====== Data supplied ======

PR #1692, opened 2023-01-23
Migration improvements in Crypto V2

Anderas:
A set of unrelated improvements when testing crypto v2 migrations:
- ensure sync response is handled on the main thread for now (not entirely thread safe in rust atm)
- add integration tests for migration to ensure only existing users are migrated and only once
- do not force download keys when computing trust summary
- change the weight ratio of olm to megolm to be calculated dynamically from total amount of sessions
- ensure we report startup progress only during initial syncs


gileluard (approved):
lgtm

PR #1668, opened 2023-04-11
Amend accepted grant application Hybrid Block Explorer.

ethernomad:
This pull request is an amendment to the already accepted grant for the Hybrid Block Explorer.

During development of the first milestone it became apparent that there were some unforeseen complexities that need to be accounted for (limitations of subxt, runtime upgrades changing metadata and event types.)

======

-- Exercise --
Where does the word "accepted" occur in the records? Return every line that holds it.

-- Response for this exercise --
Amend accepted grant application Hybrid Block Explorer.
This pull request is an amendment to the already accepted grant for the Hybrid Block Explorer.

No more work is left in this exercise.